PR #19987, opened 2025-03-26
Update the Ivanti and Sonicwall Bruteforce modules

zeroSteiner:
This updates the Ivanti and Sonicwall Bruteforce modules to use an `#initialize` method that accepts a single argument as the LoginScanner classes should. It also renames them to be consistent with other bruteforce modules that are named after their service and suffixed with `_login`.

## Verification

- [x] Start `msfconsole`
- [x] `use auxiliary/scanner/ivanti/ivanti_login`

..............................

Problem requirements: Write the lines out verbatim, from the one with "## Verification" through the last line of the entries, and stop there.

Exercise response:
## Verification

- [x] Start `msfconsole`
- [x] `use auxiliary/scanner/ivanti/ivanti_login`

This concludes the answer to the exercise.